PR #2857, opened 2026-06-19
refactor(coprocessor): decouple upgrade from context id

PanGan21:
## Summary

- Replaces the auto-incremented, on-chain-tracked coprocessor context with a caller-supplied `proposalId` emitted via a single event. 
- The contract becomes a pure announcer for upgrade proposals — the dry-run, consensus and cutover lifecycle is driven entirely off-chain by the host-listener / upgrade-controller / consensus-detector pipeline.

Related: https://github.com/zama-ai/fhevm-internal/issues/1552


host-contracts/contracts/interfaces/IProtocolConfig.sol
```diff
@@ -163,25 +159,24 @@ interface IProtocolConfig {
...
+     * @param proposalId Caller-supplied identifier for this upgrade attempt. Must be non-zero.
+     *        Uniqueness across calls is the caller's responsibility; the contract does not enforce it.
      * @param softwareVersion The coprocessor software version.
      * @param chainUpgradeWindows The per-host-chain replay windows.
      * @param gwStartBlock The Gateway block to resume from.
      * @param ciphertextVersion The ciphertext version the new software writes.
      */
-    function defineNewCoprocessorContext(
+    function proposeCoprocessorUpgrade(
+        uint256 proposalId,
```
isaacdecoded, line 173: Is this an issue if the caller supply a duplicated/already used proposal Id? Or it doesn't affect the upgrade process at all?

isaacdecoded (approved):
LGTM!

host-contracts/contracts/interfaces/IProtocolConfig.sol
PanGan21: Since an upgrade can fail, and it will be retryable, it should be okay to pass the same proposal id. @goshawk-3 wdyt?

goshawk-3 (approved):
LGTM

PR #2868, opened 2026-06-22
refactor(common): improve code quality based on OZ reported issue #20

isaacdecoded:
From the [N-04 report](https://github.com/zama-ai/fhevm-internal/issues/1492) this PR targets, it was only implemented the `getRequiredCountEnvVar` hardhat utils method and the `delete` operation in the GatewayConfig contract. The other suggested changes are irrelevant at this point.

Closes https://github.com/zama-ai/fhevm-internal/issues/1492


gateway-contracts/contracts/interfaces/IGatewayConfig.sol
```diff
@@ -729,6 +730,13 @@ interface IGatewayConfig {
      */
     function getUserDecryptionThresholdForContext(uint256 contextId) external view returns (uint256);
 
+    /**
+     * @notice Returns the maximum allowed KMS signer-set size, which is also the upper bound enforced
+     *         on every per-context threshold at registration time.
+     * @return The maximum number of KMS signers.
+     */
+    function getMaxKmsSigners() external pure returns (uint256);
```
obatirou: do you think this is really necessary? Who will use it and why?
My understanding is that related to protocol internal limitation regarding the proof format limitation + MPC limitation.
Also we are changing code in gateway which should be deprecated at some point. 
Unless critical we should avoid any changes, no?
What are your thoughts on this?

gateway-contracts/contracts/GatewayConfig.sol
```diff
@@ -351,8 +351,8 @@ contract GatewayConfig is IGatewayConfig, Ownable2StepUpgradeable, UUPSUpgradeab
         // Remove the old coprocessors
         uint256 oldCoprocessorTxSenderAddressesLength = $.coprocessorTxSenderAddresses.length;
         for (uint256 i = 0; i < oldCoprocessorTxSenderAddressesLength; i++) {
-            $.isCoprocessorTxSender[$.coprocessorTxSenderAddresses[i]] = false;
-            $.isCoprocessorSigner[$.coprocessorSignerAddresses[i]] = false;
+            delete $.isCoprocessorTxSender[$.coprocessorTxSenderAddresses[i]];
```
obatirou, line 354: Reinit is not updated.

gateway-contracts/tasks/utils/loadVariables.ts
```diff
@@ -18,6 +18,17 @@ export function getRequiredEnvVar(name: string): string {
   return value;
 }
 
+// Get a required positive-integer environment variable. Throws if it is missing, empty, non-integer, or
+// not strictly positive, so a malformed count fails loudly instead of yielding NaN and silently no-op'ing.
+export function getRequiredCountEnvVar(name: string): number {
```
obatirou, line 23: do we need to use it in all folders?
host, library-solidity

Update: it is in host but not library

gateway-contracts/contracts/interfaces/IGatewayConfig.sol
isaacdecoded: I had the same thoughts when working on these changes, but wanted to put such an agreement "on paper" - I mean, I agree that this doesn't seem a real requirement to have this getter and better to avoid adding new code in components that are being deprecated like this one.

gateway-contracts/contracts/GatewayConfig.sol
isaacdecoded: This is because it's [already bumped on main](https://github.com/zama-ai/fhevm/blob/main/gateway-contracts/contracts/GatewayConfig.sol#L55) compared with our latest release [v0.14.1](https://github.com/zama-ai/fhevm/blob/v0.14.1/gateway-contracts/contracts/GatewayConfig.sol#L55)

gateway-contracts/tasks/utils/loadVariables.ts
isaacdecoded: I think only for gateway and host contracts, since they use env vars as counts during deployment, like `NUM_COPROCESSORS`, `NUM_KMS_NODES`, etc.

++++++++

Copy out every line of the material above that mentions the word "only".

→ Answer below:
From the [N-04 report](https://github.com/zama-ai/fhevm-internal/issues/1492) this PR targets, it was only implemented the `getRequiredCountEnvVar` hardhat utils method and the `delete` operation in the GatewayConfig contract. The other suggested changes are irrelevant at this point.
isaacdecoded: I think only for gateway and host contracts, since they use env vars as counts during deployment, like `NUM_COPROCESSORS`, `NUM_KMS_NODES`, etc.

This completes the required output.